Version 1.5.0 of ARCGen sees incremental improvement over previous versions. In addition to switching from calendar versioning to semantic versioning, ARCGen 1.5.0 now performs signal registration with 2 control points by default if nWarpCtrlPts
is not otherwise defined. Additionally, the default number of resampling points and corridor grid resolution are both increased to 250 points from 150. All three of these parameters can be changed using the appropriate name-value pair arguments. These changes do not change any of the underlying behaviour of ARCGen, but are intended to ensure new users get better results more quickly.
Additionally, the README.md
has been updated to increase clarity and get new users up and running more quickly.
nResamplePoints
default value changed to 250 from 100.CorridorRes
default value changed to 250 from 100.nWarpCtrlPts
default value changed to 2 from 0 (signal registration disabled)
R2023a introduces a completely revised algorithm for envelope splitting. The revised algorithm is unconditionally stable and operates on the concept of ray-polygon interception. In short, if the envelope of all ellipses found with the marching squares algorithm does not intercept the computed characteristic average, rays are projected from the start and/or end of the characteristic average to determine where the envelope should be split into inner and outer corridors. Previously, a simpler algorithm was used that was shown to be effective in most cases, but was only guaranteed to function in all circumstances.
Additionally, MATLAB code suggestions or 'intellisense' has been added to provide the user with on-the-fly help on inputs and name-value arguments.

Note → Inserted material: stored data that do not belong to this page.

PR #483, opened 2020-10-06
Fix derive suggestion when switching root

### LINKED ISSUE #482: Deriving an account using the "Create account" shows a wrong derivation path suggestion
I have an account A, with a child with suri `/0`.
Using the "Create new account", and changing to this account, the suggested path is `/0` although I already have such a child account.
Using the dedicated menu for this account shows `/1` as suggestion correctly

Tbaut:
closes #482

There doesn't seem to be a way to test this correctly since this involves a redirection.
derive-2


jacogr (approved):
Thank you!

- envelope splitting now uses a ray-polygon interception algorithm
- Added code suggestions.
R2022 is a hotfix to correct how corridors are divided between inner and outer components.

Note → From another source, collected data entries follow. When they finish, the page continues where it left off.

PR #484, opened 2020-10-07
Show a specific icon on external account

### LINKED ISSUE #480: See at glance if an account is external
I'd like to be able to see quickly if accounts are stored externally from the extension (signer or ledger) or if the extension has the keys. I imagine that it could materialize as an icon next to the identicon or the name.

Tbaut:
closes #480 

How it looks like:
external

### DIFF
--- a/packages/extension-ui/src/Popup/Forget.tsx
+++ b/packages/extension-ui/src/Popup/Forget.tsx
@@ -1,6 +1,5 @@
 // Copyright 2019-2020 @polkadot/extension-ui authors & contributors
 // SPDX-License-Identifier: Apache-2.0
-import { AccountJson } from '@polkadot/extension-base/background/types';
 
 import React, { useCallback, useContext, useMemo } from 'react';
 import { RouteComponentProps, withRouter } from 'react-router';
--- a/packages/extension-ui/src/Popup/Forget.tsx
+++ b/packages/extension-ui/src/Popup/Forget.tsx
@@ -1,11 +1,11 @@
 // Copyright 2019-2020 @polkadot/extension-ui authors & contributors
 // SPDX-License-Identifier: Apache-2.0
 
-import React, { useCallback, useContext, useMemo } from 'react';
+import React, { useCallback, useContext } from 'react';
 import { RouteComponentProps, withRouter } from 'react-router';
 import styled from 'styled-components';
 
-import { AccountContext, ActionContext, Address, ActionBar, ActionText, Button, Warning } from '../components';
+import { ActionContext, Address, ActionBar, ActionText, Button, Warning } from '../components';
 import useTranslation from '../hooks/useTranslation';
 import { forgetAccount } from '../messaging';
 import { Header } from '../partials';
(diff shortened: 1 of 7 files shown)


packages/extension-ui/src/Popup/Forget.tsx
```diff
@@ -15,6 +15,22 @@ type Props = RouteComponentProps<{ address: string }>;
...
+        res = account.isExternal;
+
+        return true;
+      }
+
+      return false;
+    });
+
+    return res;
+  }, [accounts, address]);
```
jacogr, line 33:
```suggestion
  const isExternal = useMemo(
    () => accounts.some((account) =>
      account.address === address && account.isExternal
    )),
    [accounts, address]);
```

I understand the above, mapping to address first, but it seems weird to me. If that approach is really to be followed, either filter + isExternal or find + isExternal.

jacogr (commented):
Not sure about the placement? Possibly next to the invisible icon?

Tbaut:
I gave it a shot next to the copy button and the visible indicator.
Placing it here would mean significantly increasing the card size (from 72px to 90+) also the copy and visibility icons are actionable (well the visibility isn't yet, but I think it should, I'll log it) whereas the fact that an account is external is definitely not.
 
image

I took this idea form [fether](https://user-images.githubusercontent.com/6226175/50950496-40079c00-14fe-11e9-9c14-6cb496bf658f.png)

packages/extension-ui/src/Popup/Forget.tsx
Tbaut: thanks, I used find.

jacogr:
Next to the visibility icon? Same line? Agreed that we don't want to make the accounts higher. 

As you suggested elsewhere, we may want to keep that always visible (strike-through vs non) so the external doesn't move around.

Tbaut:
Looks weird to me
image


I'll check it out next to the name

Tbaut:
Here with the name before
image

after
image

Tbaut:
I think my favourite is the arrow before the name. What's your opinion?

jacogr:
Yes, think it works. Would just adjust it to be the same lightness as the visibility one.

packages/extension-ui/src/Popup/Forget.tsx
```diff
@@ -36,7 +36,9 @@ function Forget ({ match: { params: { address } } }: Props): React.ReactElement<
         text={t<string>('Forget account')}
       />
       <div>
-        <Address address={address}>
+        <Address
+          address={address}
+        >
```
Tbaut, line 41:
```suggestion
        <Address address={address}>
```

packages/extension-ui/src/components/Address.tsx
```diff
@@ -237,6 +251,7 @@ const Settings = styled.div(({ theme }: ThemeProps) => `
     cursor: pointer;
     background: ${theme.readonlyInputBackground};
   }
+
```
Tbaut, line 254:
```suggestion
```

Tbaut:
- Set the color as the label (same as the visibility ones when hovered)
- Added a title attribute, it will surely help some

Here's how it looks now:
external

Selection_266

jacogr:
Ok, let's get it in. I would suggest (once we have ledger) to just make the icons different, QR for the one, something hardware-related for the next.

jacogr (approved):
lgtm

Tbaut:
> Ok, let's get it in. I would suggest (once we have ledger) to just make the icons different, QR for the one, something hardware-related for the next.

Sure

R2022a contains a number of small bug fixes but largely consists of documentation updates. R2022a also represents the first release to be packaged as a MATLAB toolbox for single file installation.
- 'arcgen.m' updated to handle file paths more robustly.
- All scripts in
Test Cases
updated to act as ARCGen tutorials
R2021d represents a significant performance improvement over previous versions. Corridor extraction has been completely refactored to reduce runtime in that part of the code by upwards of 10x. Corridor extraction is also far more robust than previous versions, which should eliminate crashes in some use cases. Runtimes associated with signal registration and corridor extraction can be further reduced through the integration of MATLAB's Parallel Computing Toolbox. Additionally, R2021d represents the first release with a formal license, GNU GPL v3
- Added the 'UseParallel' to accelerate signal registration and envelope extraction. Requires the MATLAB Parallel Computing Toolbox.
- Accelerated signal registration for signals with a very large number of points using pre-compiled MEX code.
- Completely redeveloped envelop extraction algorithm to significantly reduce computational expense.
- Envelope splitting to produce inner and outer corridors is now far more robust and should eliminate any 'iIntStart' or 'iIntEnd' that have cropped up in the past.
- Integration of the GNU GPL v3 license.